Cons: Arguing with "The Mayor" about some other detached processes poor workmanship seems like a major disconnect and architectural gap. A game of telephone is unlikely to be better than simply using claude. I was also hoping gastown would amplify my intent to complete the task of "Add feature X" without early-stopping, but so far it's more work than both 1. Vibing with claude directly and 2. Creating a highly-detailed spec with checkboxes and piping in "do the next task" until it's done.
Definitely looking forward to seeing how the tools in this space evolve. Eventually someone is bound to get it right!
P.s. the choice of nomenclature throughout the article is a bit odd, making it hard to follow. Movie characters, dogs and raccoons, huh? How about striving for descriptive SWE clarity?
Most likely, tens of other bugs are being introduced at each step, etc etc, right?
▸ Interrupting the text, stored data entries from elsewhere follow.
PR #136, opened 2018-03-23
Make flags consistent. Minor clean up

anmaxvl:


gdc_client/defaults.py
```diff
@@ -33,4 +33,8 @@
 # proxy (on `proxy_host`) to traffic on the GDC api host
 proxy_port = 9000
 
-part_size = 1073741824 # 1GiB
+
+MB = 1024 * 1024
```
ProfOak: These are unused variables. This is probably fine how it is, otherwise you can just say `1024 * 1024 * 1024` or `1024**3`

gdc_client/download/parser.py
```diff
@@ -41,7 +41,6 @@ def get_client(args, index_client):
         'directory': args.dir,
         'segment_md5sums': args.segment_md5sums,
         'file_md5sum': args.file_md5sum,
-        'debug': logging.DEBUG in args.log_levels,
```
ProfOak, line 44: Why remove debug?

gdc_client/upload/parser.py
```diff
@@ -88,8 +87,8 @@ def config(parser):
     parser.add_argument('--server', '-s',
                         default=defaults.tcp_url,
                         help='GDC API server address')
-    parser.add_argument('--part-size', '-ps',
-                        default=defaults.part_size,
+    parser.add_argument('--http-chunk-size', '-c',
```
ProfOak, line 90: Make sure this is clearly documented in the ticket, so user services knows to relay this information to the users.

ProfOak (changes requested):

gdc_client/download/parser.py
anmaxvl: I think these flags are handled by the logger.

gdc_client/upload/parser.py
anmaxvl: got it

gdc_client/defaults.py
anmaxvl: alright

ProfOak (approved):

PR #138, opened 2018-03-28
Fix bug with wrong kwargs. Bump version

anmaxvl:


gdc_client/version.py
```diff
@@ -1 +1 @@
-__version__ = 'v1.3.0'
+__version__ = 'v1.3.1'
```
ProfOak: This is probably ok for now but we don't normally bump version numbers until we're ready to do a release.

gdc_client/defaults.py
```diff
@@ -34,3 +34,6 @@
 proxy_port = 9000
 
 HTTP_CHUNK_SIZE = 1024 * 1024 * 1024  # 1 GiB
+
+# Bringing this back to avoid errors in other modules
+part_size = HTTP_CHUNK_SIZE
```
ProfOak: Where else uses this?

gdc_client/version.py
anmaxvl: Ah ok. This is something that Ian asked me to do for his build. Will put it back.

gdc_client/defaults.py
anmaxvl: Just double checked, seems to be nowhere else. But `repl` was still using it and I already changed it to `HTTP_CHUNK_SIZE`

ProfOak (approved):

With vibe coding you just give the code some constraints and then system will try to work within those constraints, but what if those constraints are wrong? What if you’re asking the wrong question? Then you’ll end up with over complicated slop.
It’s a shame that vibe coded slop seems to be a new standard, when in fact you can use AI tools to produce much higher quality code if you actually care to engage in thoughtful conversations with the AIs and take a growth mindset.
Our civilization is doomed if this is the future. Zero quality, zero resiliency, zero coherent vision, zero cohesive intent. Just chaotic slop everywhere, the ultimate Ouroboros.